**DATA SECTION**
PR #2313, opened 2019-11-13
refactor: render manifest specs at template generation time

jackfrancis:
**Reason for Change**:

Rather than delivering manifest specs w/ incomplete references and then sed replacing them via kubelet systemd, we will simply render the appropriate data based on the cluster configuration context.

This PR leverages go template interpretation for all cloud-init-delivered `/etc/kubernetes/manifests/`-bound files.

A related, targeted refactor of sed usage is also included in this PR:

- custom search domain script no gets its data injection via go template instead of at runtime via kubelet systemd shell script sed replacement

In addition to making the various cloud-init file sources more maintainable, this PR allows us to reduce the number of ARM parameters.

This PR includes a new UT for `engine.getContainerServiceFuncMap`, w/ coverage for the effected/new funcs. This is additive coverage, as there is currently no coverage at present for `engine.getContainerServiceFuncMap`.

A follow-up PR will do the equivalent refactor work for cloud-init-delivered addons specs.

**Issue Fixed**:

**Requirements**:

- [ ] includes documentation
- [ ] adds unit tests

**Notes**:

### DIFF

**PROBLEM TO SOLVE**
Exact retyping of all the entries is required.

**RESULT FOR THIS EXERCISE**
PR #2313, opened 2019-11-13
refactor: render manifest specs at template generation time

jackfrancis:
**Reason for Change**:

Rather than delivering manifest specs w/ incomplete references and then sed replacing them via kubelet systemd, we will simply render the appropriate data based on the cluster configuration context.

This PR leverages go template interpretation for all cloud-init-delivered `/etc/kubernetes/manifests/`-bound files.

A related, targeted refactor of sed usage is also included in this PR:

- custom search domain script no gets its data injection via go template instead of at runtime via kubelet systemd shell script sed replacement

In addition to making the various cloud-init file sources more maintainable, this PR allows us to reduce the number of ARM parameters.

This PR includes a new UT for `engine.getContainerServiceFuncMap`, w/ coverage for the effected/new funcs. This is additive coverage, as there is currently no coverage at present for `engine.getContainerServiceFuncMap`.

A follow-up PR will do the equivalent refactor work for cloud-init-delivered addons specs.

**Issue Fixed**:

**Requirements**:

- [ ] includes documentation
- [ ] adds unit tests

**Notes**:

### DIFF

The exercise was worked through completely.